Suarautara.com,SITUBONDO – Satpolairud Polres Situbondo bergerak cepat menindaklanjuti laporan nelayan hilang kontak di perairan sekitar Pulau Sapudi, Madura. Seorang nelayan asal Desa Jangkar, Kecamatan Jangkar, Kabupaten Situbondo, akhirnya berhasil ditemukan dalam kondisi selamat setelah sempat hanyut akibat kerusakan mesin perahu.
Nelayan tersebut diketahui bernama Kusnadi (37), warga Kampung Pasar Nangka, Desa Jangkar. Ia sebelumnya dilaporkan belum kembali usai melaut seorang diri menggunakan perahu fiber pancing bernama Lintang Timur pada Senin (25/5/2026).

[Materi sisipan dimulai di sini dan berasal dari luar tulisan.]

PR #382, opened 2016-09-23
Closes AgileVentures/MetPlus_tracker#422

jeanwei:
Case manager is able to update profile of his job seekers
 - 'edit-by-cm.html.haml' is created to include the attributes allowed to be edited. Not all are included
 - spec and feature files are updated accordingly to allow them to pass user authentication. quite a big portion of spec file is updated. 

Question
1. how is the user authentication supposed to be implemented? currently, there is no authentication. so, :current_user is added for certain action to quiet the pets_user = nil situation due to warden lazy loading way.
2. will probably need to confirm on which parameters are allowed to be edited by case manager and whitelist it accordingly in pundit.  
3. is agency_admin allowed to edit or delete job seeker? Current implementation has button to that


app/views/job_seekers/edit_by_cm.html.haml
```diff
@@ -0,0 +1,48 @@
+%h2
```
joaopapereira: Can't we use the same form as we already have the edit?
I believe we can use pundit to select the fields that we need to edit

app/views/job_seekers/show.html.haml
```diff
@@ -1,9 +1,14 @@
 .col-sm-3
   %h3
     Job Seeker
+    - if pets_user == @jobseeker.case_manager
```
joaopapereira: Is this a different button? Can't we use the same as the job seeker?

app/views/job_seekers/_assigned_agency_person.html.haml
```diff
@@ -2,7 +2,7 @@
 - when 'JD'
   - if job_seeker.job_developer.nil?
     %i None assigned &nbsp &nbsp
-    - if !preview_mode && pets_user.is_job_developer?(current_agency)
+    - if !preview_mode && person.is_job_developer?(current_agency)
```
joaopapereira: Why this change?

app/controllers/job_seekers_controller.rb
```diff
@@ -1,4 +1,5 @@
 class JobSeekersController < ApplicationController
+  before_action :current_user, except: [:new, :create]
```
patmbolger: We have defined another method for this:
```
before_action :user_logged!, except: [:new, :create]
```

app/views/job_seekers/edit_by_cm.html.haml
```diff
@@ -0,0 +1,48 @@
...
+      - if @current_resume
+        = "(Your resume on file is \"#{@current_resume.file_name}\",       |
+                 and was uploaded on #{@current_resume.updated_at.         |
+                in_time_zone('Eastern Time (US & Canada)').to_s(:long)})"  |
+
+  .form-group
+    .col-sm-2.col-sm-offset-2
+      =js_form.submit class: 'btn btn-primary'
+    .col-sm-2.col-sm-offset-1
+      =link_to 'Cancel', job_seeker_path(@jobseeker), class: 'btn btn-danger'
```
patmbolger: I think it is important for the CM to be able to update these fields as well:

1. résumé
2. status

patmbolger:
Re the 3rd question: "is agency_admin allowed to edit or delete job seeker?"  For now, yes. 

We need some way to deactivate or remove a job seeker in the system.  Right now, this is only via deleting the user.  Later we might change to setting a status, but no need to change right now.

app/views/job_seekers/edit_by_cm.html.haml
jeanwei: ok. i have removed the redundant edit-by-cm file. will let pundit does the job.

app/views/job_seekers/show.html.haml
jeanwei: job seeker does not have edit button in job_seekers/show view. that is in home view. right now i let agency_admin & cm share the same button to edit the job seeker

app/views/job_seekers/_assigned_agency_person.html.haml
jeanwei: my miss. have reverted it back.

app/views/job_seekers/edit_by_cm.html.haml
jeanwei: Ok. But I am removing the edit-by-cm file and let pundit do the job on allowing specified fields. will be cleaner then

jeanwei:
Thanks for the review. Code has been updated as suggested. Please review again to see if there is something missing

joaopapereira:
Going to merge

PR #385, opened 2016-09-26
add notification to case manager

vijayakarumudi:
Closes AgileVentures/MetPlus_tracker#423
CM Informed when js hired.
In this story I modified the following files.
pusher.js.erb.
event.rb.
event_spec.rb.


vijayakarumudi:
PR for review.

PR #388, opened 2016-09-29
Close AgileVentures/MetPlus_tracker#442

joaopapereira:


app/policies/skill_policy.rb
```diff
@@ -0,0 +1,14 @@
...
+  def show?
+    not user.nil? and User.is_agency_admin? user
+  end
+  def update?
+    not user.nil? and User.is_agency_admin? user
+  end
+  def destroy?
+    not user.nil? and User.is_agency_admin? user
+  end
+end
```
patmbolger: If the skills controller had this:
```
before_action :user_logged!
```
we wouldn't have to check `user.nil?` every time.  (or should we anyway?)

joaopapereira: Better safe then sorry, but not 100% necessary

PR #389, opened 2016-09-29
Closes AgileVentures/MetPlus_tracker#439

joaopapereira:


app/policies/job_category_policy.rb
```diff
@@ -0,0 +1,14 @@
...
+  def show?
+    not user.nil? and User.is_agency_admin? user
+  end
+  def update?
+    not user.nil? and User.is_agency_admin? user
+  end
+  def destroy?
+    not user.nil? and User.is_agency_admin? user
+  end
+end
```
patmbolger: Same question as for skills ... should we add `before_action :user_logged!` to controller and not check `user.nil?` in the policies?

Kapolres Situbondo AKBP Bayu Anuwar Sidiqie, S.H., S.I.K., M.Sc., melalui Kasat Polairud AKP Gede Sukarmadiyasa, S.H., M.H., mengatakan pihaknya menerima laporan dari warga sekitar pukul 21.12 WIB terkait nelayan yang belum kembali ke daratan.
ADVERTISEMENT

SCROLL TO RESUME CONTENT
“Begitu menerima laporan dari masyarakat, anggota Satpolairud langsung melakukan koordinasi dengan keluarga korban dan unsur terkait untuk membantu proses pencarian,” ujar AKP Gede, Selasa (26/5/2026).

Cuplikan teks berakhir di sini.